The timeout was set due to a bug with a disk emulator, which mounts a disk image. This seems to lock every now and again and never return the data, so this check was set so that if that happened it would escape after 300 attempts and then the program could handle this.

The records are found by looking for bit patterns and/or keywords, they are internet history records from an sqlite database (deleted)

Also when i try to read from the file after subtracting 200 from the byteRead variable i get error 996 - Overlapped I/O event is not in a signaled state.

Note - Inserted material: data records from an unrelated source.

PR #180, opened 2026-08-25
fix(catalog): report a crashed critical check as unverified

### LINKED ISSUE #164: An episode whose critical check crashed reports status 'ok', identical to one that passed
### What happens

An episode whose **critical check crashed** is indistinguishable in the catalog from one whose
critical check ran and passed. Both come back as `status = 'ok'`.

Measured on `e6103d0`, three episodes appended with one critical `blur` check each, one passing,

Thanks for the help so far
Oct 13, 2010 at 9:46am
You can't use a single overapped structure. Think about it. It's holding state of each write, so you must use different structures for each parallel read.

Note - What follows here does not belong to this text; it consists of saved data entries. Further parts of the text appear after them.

Issue #171, opened 2026-08-25
A camera-less episode is planned for the media stage on every re-ingest


kstonekuan:
**Decided: ask the catalog whether the episode has cameras, and plan `media` only when it
does or when the catalog cannot say.** The shape below is settled; implement it rather than
reopening the choice. The two rejected alternatives are recorded at the bottom.

### What happens

The re-ingest planner asks, per episode and per step, whether the catalog already records that
step at its current version. The media stage's step is `media/contact_sheet`, and `App.process`
only runs it when the episode has cameras (`src/hflow/app.py:2057`):

```python
if Stage.MEDIA in enabled_stages and canonical_episode.cameras:
```

So a camera-less episode records no `media/contact_sheet` row, ever. The planner cannot tell "no
row because nothing ran" from "no row because there was nothing to render", and it schedules
`media` for that episode on every pass. `plan_outstanding_stages` states this as a known
limitation at `src/hflow/stage_planning.py:205-211`.

### What it costs, and where that changed

#195 gave the Airflow lane the same planner, so this now costs in both lanes. On a LOCAL root the
media sub-DAG's camera probe drops the episode before any work happens. On a BUCKET root that
probe is deliberately skipped, because reading a channel list downloads the whole episode
(`src/hflow/runtime/_bundle.py`, the `is_bucket_url` carve-out). So the episode is handed to
`process_batch`, which fetches the entire canonical file to discover there are no cameras, once
per episode per ingest.

Visible as `media: N processed` on a corpus where every other stage reports `0 processed, N
already current`.

### What to build

The catalog already knows. `camera_frame_stats` is a default and records a `check_runs` row on
every episode, including camera-less ones, while emitting no per-camera measurement keys:

```
camera-less episode -> check_runs: [('camera_frame_stats', 'measured'), ('media_digest', 'measured')]
                       per-camera measurement keys: none
```

So the question "does this episode have cameras" is answerable from stored rows, with no new
column and no `CATALOG_FORMAT_VERSION` bump:

1. In `plan_outstanding_stages`, when deciding whether `media` is outstanding for an episode,
   ask whether a `camera_frame_stats` row exists for that `episode_id` at the version
   `_DEFAULT_CHECK_VERSION_BY_FUNCTION[camera_frame_stats]` records (`checks.py:1912`), and
   whether any measurement key for that episode matches the per-camera shape the check emits.
2. If a row exists and no per-camera keys do, the episode has no cameras. Do not plan `media`.
[...]

PR #185, opened 2026-08-26
refuse empty and whitespace-only measurement keys before the wide-view pivot

### LINKED ISSUE #160: An empty measurement key becomes a wide-view column named after the SQL that made it
### What happens

An empty measurement key is accepted, and the wide view then carries a column whose *name is the
SQL expression that produced it*. Measured on `e6103d0`, appending
`measurements={"": 1.0}` and listing the `episodes` view columns:

```
['episode_id', 'run_fingerprint', 'orchestrator_run_id', 'uri', ..., 'status',
 '"first"("value") FILTER (WHERE (CAST("key" AS VARCHAR) IS NOT DISTINCT FROM \'\'))']
```

The pivot has no name to give the column, so DuckDB falls back to rendering the expression. The
value is stored and is not reachable by any name a person would write, and the column name leaks
the view's internals into a surface documented as a stable queryable contract.

### Why it matters beyond being ugly

`docs/CATALOG.md` ("Naming measurement keys") states the rule this violates:

> Because every numeric key becomes a column of the wide view, key names are a queryable surface
> with no rename path: old rows keep the old name forever.

An empty key is that surface with nothing on it. It cannot be selected, cannot be renamed later,
and unlike the collisions #130 and #151 already refuse, nothing warns at any point.

### Definition of done

`Catalog.append_episode` refuses an empty or whitespace-only measurement key, naming the check.

Whitespace-only is included deliberately: a key of `" "` has the same "no name a person would
write" problem, and stripping it silently would be a rename, which the doc above says never
happens.

Consider whether the same rule belongs on tag strings and interval labels, which are also
accepted empty today. If you include them, say so and test them; if you leave them, say why. An
empty tag or label is less harmful than an empty key, because neither becomes a column, so
scoping this to measurement keys alone is a defensible answer.

### Pattern to copy

`_normalized_measurements` (`catalog.py:276`) already refuses a value it cannot store, naming the
check and key. This is the same boundary and the same message shape. Its tests live in
`tests/test_catalog_curation.py`.

1. `measurements={"": 1.0}` is refused, naming the check.
2. `measurements={"   ": 1.0}` is refused too.
3. A test asserts the refusal happens before anything is written, the way
   `test_measurement_key_claiming_an_episode_column_is_refused` does.

### Validation

```
uv sync --locked --all-extras
uv run ruff check --fix
uv run ruff format
uv run ty check
uv run pytest -q
```

ayam04:
Fixes #160

## What changed

`_normalized_measurements` (catalog.py) now refuses an empty or whitespace-only measurement key, naming the check and the key in the same message shape as its existing value-coercion refusals. The check runs inside `append_episode` before anything is written (the episodes file is written manifest-last), so a refused append leaves no partial state.

Tags and interval labels are intentionally left out, per the issue's own reasoning: neither becomes a wide-view column, so the "no name a person would write" surface problem does not apply to them. Stripping whitespace silently was rejected as a rename, which docs/CATALOG.md ("Naming measurement keys") says never happens.

## Tests

Two new tests in tests/test_catalog_curation.py, mirroring `test_measurement_key_claiming_an_episode_column_is_refused`:

- `test_empty_measurement_key_is_refused` — `measurements={"": 1.0}` raises ValueError naming the check; no parquet written.
- `test_whitespace_only_measurement_key_is_refused` — `measurements={"   ": 1.0}` same.

## Validation

```
.venv/bin/python -m pytest tests/test_catalog_curation.py -q   # 65 passed
.venv/bin/python -m pytest -q                                  # 940 passed; 2 failed + 16 errors ALL confined to tests/test_ffmpeg.py (pre-existing env: no ffmpeg binary in WSL; reproduced in isolation)
.venv/bin/ruff check src/hflow/catalog.py tests/test_catalog_curation.py   # clean
.venv/bin/ruff format --check src/hflow/catalog.py tests/test_catalog_curation.py  # clean
.venv/bin/ty check                                              # clean
```

### DIFF
--- a/src/hflow/catalog.py
+++ b/src/hflow/catalog.py
@@ -339,6 +339,12 @@ def _normalized_measurements(
     threshold and its complement at once, so storing one drops the episode
     from both sides of a cut while the key still claims to be measured.
 
+    An empty or whitespace-only key is refused as well: the wide view pivots
+    every key into a column, so an empty key becomes a column whose name is
+    the SQL expression that produced it -- a queryable surface with no name
+    a person would write and no rename path (docs/CATALOG.md, "Naming
+    measurement keys"). Refusing it here means nothing has been written yet.
+
     Real check code returns NumPy scalars (np.mean(), indexing, np.bool_
     verdicts), and only np.float64 subclasses a Python type -- the rest used
     to fall through every storage branch into all-NULL value columns while
@@ -359,6 +365,12 @@ def _normalized_measurements(
             raise ValueError(
                 f"check {check_name!r} measured {key!r} as {value!r}: "
                 "omit the key when a check has no finite value for this episode"
+            )
+        if not key.strip():
+            raise ValueError(
+                f"check {check_name!r} measured {key!r}: measurement keys must "
+                "not be empty or whitespace-only (an empty key becomes a "
+                "wide-view column named after the SQL that made it)"
             )
         normalized[key] = value
     return normalized
--- a/src/hflow/catalog.py
+++ b/src/hflow/catalog.py
@@ -354,6 +354,15 @@ def _normalized_measurements(
     """
     normalized: dict[str, MeasurementValue] = {}
     for key, value in measurements.items():
+        # Before the value checks: the key is wrong independently of what it
+        # holds, and reporting the value first would send a check author to
+        # fix a NaN only to hit the real problem on the next run.
+        if not key.strip():
+            raise ValueError(
+                f"check {check_name!r} measured {key!r}: measurement keys must "
+                "not be empty or whitespace-only (an empty key becomes a "
+                "wide-view column named after the SQL that made it)"
+            )
         if isinstance(value, np.generic):
             value = value.item()
         if not isinstance(value, MeasurementValue):
@@ -365,12 +374,6 @@ def _normalized_measurements(
             raise ValueError(
                 f"check {check_name!r} measured {key!r} as {value!r}: "
                 "omit the key when a check has no finite value for this episode"
-            )
-        if not key.strip():
-            raise ValueError(
-                f"check {check_name!r} measured {key!r}: measurement keys must "
-                "not be empty or whitespace-only (an empty key becomes a "
-                "wide-view column named after the SQL that made it)"
             )
         normalized[key] = value
     return normalized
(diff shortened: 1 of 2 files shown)


kstonekuan (approved):
Correct, and the reasoning for leaving tags and interval labels alone is right: neither becomes a column, so the problem does not exist there. Not stripping whitespace silently is also right, for the reason you give.

Both tests are real tripwires. I stubbed the condition out and they go red. Your ffmpeg failures were environmental as you suspected: 958 passed here with a working binary.

Pushed one change, `c622cc8`. The key check now runs before the value checks, since an empty key is wrong whatever it holds. Previously `{"": float("nan")}` reported the NaN, so a check author would fix that and hit the real cause on the next run.

On the pool: that is nine merged now, so you are well past needing starter issues, and they are most useful to people arriving for the first time. No rule, and I am not going to police it.

The more valuable thing, if you want it: run HFlow against a real corpus and report what breaks. Someone did exactly that this week and it produced a genuine transform limitation nobody had found from the inside, which is now a PR. Egocentric-10K or Egocentric-100K on Hugging Face are reasonable starting points. That kind of report is worth more than anything currently in the tracker, and only someone actually using the tool can write it.

ayam04:
Thank you for the merge @kstonekuan — 12th one in, and the camera-less corner case is closed. Next lane ready whenever you want it (the LeRobot v3 converter issues look like a good deeper cut; happy to take #171's design question to a concrete answer too).

kstonekuan:
Take the LeRobot ones. They are the deeper cut you are asking for, and they are labelled `advanced` rather than starter, which is where you should be at this point.

They read as a chain, so order matters:

- **#189** generalizes the PushT converter to real multi-camera v3 datasets. Everything else assumes it.
- **#190** exports an HFlow-curated selection back out as a loadable v3 dataset, which is the return leg.
- **#191** ties both into one reproducible real-camera example.

#189 first unless you see a reason otherwise. Comment on whichever you take and I will assign it, since GitHub silently drops an assignee who has not posted on the issue.

On #171: it carries a `good first issue` label but it is really a design question with three answers and no obvious winner, so it is not the deeper cut it looks like from the title. Taking it would mean proposing a direction rather than implementing one. I have just added a note there about how #195 changed where it costs, in case you want the context either way.

One correction: #185 closed the empty-measurement-key hole. The camera-less corner is #171 and is still open.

The lock you experience could be due to your overlapped structure corruption.

You could read an extra two hundred bytes in your buffers, so they'd be FILE_BUFFER+200 big, and you'd read FILE_BUFFER+200 bytes each time, but still read FILE_BUFFER increments. That way, you'll always have the extra 200 bytes to do your comparison in.

It won't cost any extra I/O because Windows will still that data cached.
Last edited on Oct 13, 2010 at 9:48am
Oct 13, 2010 at 10:03am
So basically have 2 overlapped structures, if we say the block size was 100 bytes for ease, then set the first one to 0 and the second to 100 and then add 200 to each after each read so they cover all the blocks?

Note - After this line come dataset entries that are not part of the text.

PR #186, opened 2026-08-26
test(storage): cover bucket create-if-absent races

### LINKED ISSUE #165: Concurrent appends to a bucket-backed catalog have no test coverage
### What we want

Prove the catalog's append idiom holds on a **bucket** root. It is claimed there, implemented
there, and tested only on local roots.

This is a coverage issue, not a bug report. I looked for a race and did not find one; the
implementations on both backends are correct as far as reading goes. What is missing is any test
that says so for the backend where the guarantee is hardest.

### Current state

`Catalog.append_episode` rests on one invariant, stated at `catalog.py:596-601`:

> the episodes file is written last (manifest-last, in miniature), so its existence proves the
> whole append completed

Exclusive create is what makes that true, and each backend implements it differently:

- `LocalStorageRoot.write_bytes_if_absent` (`storage.py:281`) writes a temporary file and then
  `os.link`s it into place, treating `FileExistsError` as "lost the race".
- `BucketStorageRoot.write_bytes_if_absent` (`storage.py:482`) uses `PutMode::Create` and treats
  `AlreadyExistsError` the same way. Its docstring makes the strongest claim in the file:

  > the store itself refuses the second writer, so two workers appending the same content-named
  > file can never corrupt or duplicate it

`test_concurrent_append_of_the_identical_outcome_keeps_one_recorded_at`
(`tests/test_catalog_curation.py:1268`) proves the invariant properly, with a barrier-gated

I'm going to try with the extra 200 bytes on file buffer and see how that works

Thanks for the help!
Oct 13, 2010 at 1:04pm
With regard to the blocks, say FILE_BUFFER is 1000.

You declare the buffers to be FILE_BUFFER+200 large.
You call ReadFile as:
ReadFile(hfile, fileBufferNext, FILE_BUFFER + 200, &byteRead, &stOverlapped);

But still read in FILE_BUFFER increments:
1
2
    byteRead -= 200;
    _UpdateOffset(&stOverlapped, byteRead);



With regards to the overlapped structures, you can handle them in the same way you handle the buffers:
1
2
3
4
5
6
7
8
9
    unsigned char buffer1[FILE_BUFFER+200];
    unsigned char buffer2[FILE_BUFFER+200];
    OVERLAPPED overlapped1 = { 0, 0, 0, 0, CreateEvent(0, FALSE, FALSE, 0) };
    OVERLAPPED overlapped2 = { 0, 0, 0, 0, CreateEvent(0, FALSE, FALSE, 0) };

    unsigned char* currentptr = buffer1;
    unsigned char* nextptr = buffer2;
    OVERLAPPED* currentoverlapped = &overlapped1;
    OVERLAPPED* nextoverlapped = &overlapped2;


When you swap the buffers, you swap the overlapped structure pointers. A read might look like:
ReadFile(hfile, nextptr , FILE_BUFFER + 200, &byteRead, nextoverlapped);
Last edited on Oct 13, 2010 at 3:14pm
Oct 14, 2010 at 7:06am
Got the two overlapped structures set up correctly now, however this line of code:

 
ReadFile(hfile, fileBufferNext, FILE_BUFFER + 200, &byteRead, &stOverlapped);

brings back an error of 87 which I looked up to be Invalid parameter. I have also tried creating a dword named readSize which i set to FILE_BUFFER + 200. This produces the same result.
Oct 14, 2010 at 7:57am
You're still passing in stOverlapped. I thought you might be passing in a pointer to an OVERLAPPED that is swapped at the same you swap buffers.
Oct 14, 2010 at 8:00am
Yes but this happens at the first read before any swapping of buffers and am actually using the currentOverlapped pointer as you put in above, same result.
Oct 14, 2010 at 10:47am
Double check the initialisation of OVERLAPPED, I haven't compiled any of the demo code I've posted, it's more a brain dump.
Oct 14, 2010 at 1:51pm
After all that it didnt like the number of bytes I wanted to read!!!! changed it and it seems to work fine.

Thanks for all the help!
Oct 14, 2010 at 6:18pm
That doesn't make sense.
Oct 15, 2010 at 9:06am
No it doesn't really, I did however change the overlap from 200 to 1024 which seemed to fix it, maybe it likes the power of 2!
Oct 15, 2010 at 9:23am
That's interesting. Thanks for the update.
Topic archived. No new replies allowed.